### Records drawn from a dataset
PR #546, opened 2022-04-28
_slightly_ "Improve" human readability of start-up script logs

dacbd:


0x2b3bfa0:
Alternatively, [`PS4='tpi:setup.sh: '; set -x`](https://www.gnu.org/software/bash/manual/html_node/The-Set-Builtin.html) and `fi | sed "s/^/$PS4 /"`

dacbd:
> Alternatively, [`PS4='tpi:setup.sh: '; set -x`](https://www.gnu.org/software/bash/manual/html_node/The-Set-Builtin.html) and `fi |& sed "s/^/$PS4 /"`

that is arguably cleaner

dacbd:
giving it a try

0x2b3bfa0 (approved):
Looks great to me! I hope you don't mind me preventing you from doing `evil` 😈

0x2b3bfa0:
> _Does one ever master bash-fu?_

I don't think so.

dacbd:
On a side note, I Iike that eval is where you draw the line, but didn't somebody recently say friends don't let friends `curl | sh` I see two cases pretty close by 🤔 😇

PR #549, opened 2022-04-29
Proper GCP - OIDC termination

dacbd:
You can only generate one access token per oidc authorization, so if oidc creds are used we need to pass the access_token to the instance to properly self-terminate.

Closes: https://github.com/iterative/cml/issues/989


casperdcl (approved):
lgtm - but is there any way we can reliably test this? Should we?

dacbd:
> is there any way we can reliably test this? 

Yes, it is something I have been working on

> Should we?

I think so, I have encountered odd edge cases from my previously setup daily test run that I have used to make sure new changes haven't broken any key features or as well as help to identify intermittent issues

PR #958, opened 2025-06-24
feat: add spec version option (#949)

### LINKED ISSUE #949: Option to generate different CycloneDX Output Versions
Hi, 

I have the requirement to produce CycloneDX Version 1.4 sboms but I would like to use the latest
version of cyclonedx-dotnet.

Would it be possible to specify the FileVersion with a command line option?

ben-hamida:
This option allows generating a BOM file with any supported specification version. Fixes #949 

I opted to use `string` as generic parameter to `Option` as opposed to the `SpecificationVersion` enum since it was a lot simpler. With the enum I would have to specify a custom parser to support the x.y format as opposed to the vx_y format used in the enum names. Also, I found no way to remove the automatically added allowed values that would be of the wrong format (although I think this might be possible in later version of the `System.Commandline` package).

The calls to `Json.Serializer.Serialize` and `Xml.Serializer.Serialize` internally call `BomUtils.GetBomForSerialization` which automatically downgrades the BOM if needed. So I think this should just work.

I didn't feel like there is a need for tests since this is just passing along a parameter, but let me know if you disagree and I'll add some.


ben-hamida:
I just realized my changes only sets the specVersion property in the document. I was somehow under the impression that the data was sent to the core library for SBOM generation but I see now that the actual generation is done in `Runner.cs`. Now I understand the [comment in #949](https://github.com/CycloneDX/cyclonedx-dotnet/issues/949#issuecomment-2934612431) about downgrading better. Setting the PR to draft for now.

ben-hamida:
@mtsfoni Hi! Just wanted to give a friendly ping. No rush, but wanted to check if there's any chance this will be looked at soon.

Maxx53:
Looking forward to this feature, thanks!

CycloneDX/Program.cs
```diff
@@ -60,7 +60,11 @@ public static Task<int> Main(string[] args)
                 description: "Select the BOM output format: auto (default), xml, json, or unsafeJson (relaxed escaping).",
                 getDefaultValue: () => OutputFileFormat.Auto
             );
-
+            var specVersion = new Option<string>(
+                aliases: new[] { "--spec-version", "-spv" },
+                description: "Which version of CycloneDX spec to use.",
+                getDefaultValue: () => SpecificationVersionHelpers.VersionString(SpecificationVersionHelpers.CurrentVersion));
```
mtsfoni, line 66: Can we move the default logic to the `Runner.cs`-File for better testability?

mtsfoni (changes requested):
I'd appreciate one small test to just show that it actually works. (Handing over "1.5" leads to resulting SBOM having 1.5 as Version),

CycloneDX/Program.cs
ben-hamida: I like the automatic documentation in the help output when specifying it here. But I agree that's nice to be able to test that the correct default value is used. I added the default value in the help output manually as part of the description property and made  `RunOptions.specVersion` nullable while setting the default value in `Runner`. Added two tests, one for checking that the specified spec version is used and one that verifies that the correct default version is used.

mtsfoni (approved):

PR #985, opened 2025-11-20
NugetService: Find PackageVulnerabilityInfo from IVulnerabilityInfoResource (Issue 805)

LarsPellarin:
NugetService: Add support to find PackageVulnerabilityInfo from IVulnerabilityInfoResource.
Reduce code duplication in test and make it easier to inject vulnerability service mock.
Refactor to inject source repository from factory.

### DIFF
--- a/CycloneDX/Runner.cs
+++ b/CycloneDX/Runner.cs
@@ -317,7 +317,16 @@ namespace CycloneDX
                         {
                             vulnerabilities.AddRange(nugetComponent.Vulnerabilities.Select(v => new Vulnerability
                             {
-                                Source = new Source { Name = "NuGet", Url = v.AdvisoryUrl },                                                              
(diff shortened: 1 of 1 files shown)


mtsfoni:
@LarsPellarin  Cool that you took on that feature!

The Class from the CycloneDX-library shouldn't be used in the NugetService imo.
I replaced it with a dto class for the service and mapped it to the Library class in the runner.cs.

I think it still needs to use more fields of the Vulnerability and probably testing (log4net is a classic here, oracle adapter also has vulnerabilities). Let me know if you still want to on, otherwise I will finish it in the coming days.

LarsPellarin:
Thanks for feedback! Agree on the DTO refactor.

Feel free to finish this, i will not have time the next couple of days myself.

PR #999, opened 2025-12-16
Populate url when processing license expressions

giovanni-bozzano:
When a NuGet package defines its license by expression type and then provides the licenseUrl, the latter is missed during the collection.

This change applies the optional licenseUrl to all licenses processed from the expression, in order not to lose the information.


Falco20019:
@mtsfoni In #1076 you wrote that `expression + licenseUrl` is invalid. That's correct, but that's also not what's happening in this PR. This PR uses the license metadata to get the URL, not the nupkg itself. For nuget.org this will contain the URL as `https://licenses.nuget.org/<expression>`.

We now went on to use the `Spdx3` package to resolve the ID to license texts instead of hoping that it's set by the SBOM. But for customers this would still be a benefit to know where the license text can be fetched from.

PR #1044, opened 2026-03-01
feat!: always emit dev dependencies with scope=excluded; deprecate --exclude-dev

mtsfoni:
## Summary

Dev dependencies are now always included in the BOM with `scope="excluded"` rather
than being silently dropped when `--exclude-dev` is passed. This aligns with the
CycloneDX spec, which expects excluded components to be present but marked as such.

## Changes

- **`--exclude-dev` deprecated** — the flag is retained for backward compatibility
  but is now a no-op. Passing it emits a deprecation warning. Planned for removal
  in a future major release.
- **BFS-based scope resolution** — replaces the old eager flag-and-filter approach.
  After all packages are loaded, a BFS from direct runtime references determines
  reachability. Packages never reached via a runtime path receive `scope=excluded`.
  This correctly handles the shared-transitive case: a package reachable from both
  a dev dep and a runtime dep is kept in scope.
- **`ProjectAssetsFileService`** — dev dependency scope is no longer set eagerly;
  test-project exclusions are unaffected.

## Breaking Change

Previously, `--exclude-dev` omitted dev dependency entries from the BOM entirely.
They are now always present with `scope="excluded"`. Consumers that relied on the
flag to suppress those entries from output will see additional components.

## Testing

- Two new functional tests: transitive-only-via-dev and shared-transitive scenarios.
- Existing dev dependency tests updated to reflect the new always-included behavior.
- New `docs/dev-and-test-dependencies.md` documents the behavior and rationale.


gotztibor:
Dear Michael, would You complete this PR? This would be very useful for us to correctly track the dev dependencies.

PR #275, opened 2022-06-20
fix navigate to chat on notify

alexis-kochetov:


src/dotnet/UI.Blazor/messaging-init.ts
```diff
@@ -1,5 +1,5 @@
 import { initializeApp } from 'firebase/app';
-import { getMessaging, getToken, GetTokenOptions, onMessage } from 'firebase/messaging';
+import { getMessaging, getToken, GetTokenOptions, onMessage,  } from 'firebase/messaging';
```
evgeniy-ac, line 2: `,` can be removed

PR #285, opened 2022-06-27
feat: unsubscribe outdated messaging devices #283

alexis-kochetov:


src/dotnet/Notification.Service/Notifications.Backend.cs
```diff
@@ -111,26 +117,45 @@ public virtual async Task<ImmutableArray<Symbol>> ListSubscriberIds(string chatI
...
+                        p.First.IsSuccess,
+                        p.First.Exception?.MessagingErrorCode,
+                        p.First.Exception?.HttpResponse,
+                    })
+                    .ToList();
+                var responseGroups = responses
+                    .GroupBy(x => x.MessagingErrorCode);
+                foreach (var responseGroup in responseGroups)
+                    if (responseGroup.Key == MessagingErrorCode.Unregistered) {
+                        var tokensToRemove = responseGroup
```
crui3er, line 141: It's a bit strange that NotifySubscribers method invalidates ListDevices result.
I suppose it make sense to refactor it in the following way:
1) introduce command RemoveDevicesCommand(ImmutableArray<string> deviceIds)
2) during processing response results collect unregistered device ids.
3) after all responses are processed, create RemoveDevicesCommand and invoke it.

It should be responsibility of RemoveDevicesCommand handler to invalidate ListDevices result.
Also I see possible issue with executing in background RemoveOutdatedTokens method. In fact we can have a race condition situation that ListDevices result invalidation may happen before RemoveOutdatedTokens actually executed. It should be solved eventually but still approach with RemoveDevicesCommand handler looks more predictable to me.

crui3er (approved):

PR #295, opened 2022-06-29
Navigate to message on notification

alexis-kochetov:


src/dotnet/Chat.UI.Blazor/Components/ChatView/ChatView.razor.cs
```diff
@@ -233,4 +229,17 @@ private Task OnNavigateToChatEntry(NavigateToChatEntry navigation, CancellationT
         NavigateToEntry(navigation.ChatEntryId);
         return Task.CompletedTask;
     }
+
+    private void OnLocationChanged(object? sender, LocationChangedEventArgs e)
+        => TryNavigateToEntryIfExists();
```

### TASK DETAILS
List each line of the records that holds the string "finish".

### ANSWER FOR THIS EXERCISE
I think it still needs to use more fields of the Vulnerability and probably testing (log4net is a classic here, oracle adapter also has vulnerabilities). Let me know if you still want to on, otherwise I will finish it in the coming days.
Feel free to finish this, i will not have time the next couple of days myself.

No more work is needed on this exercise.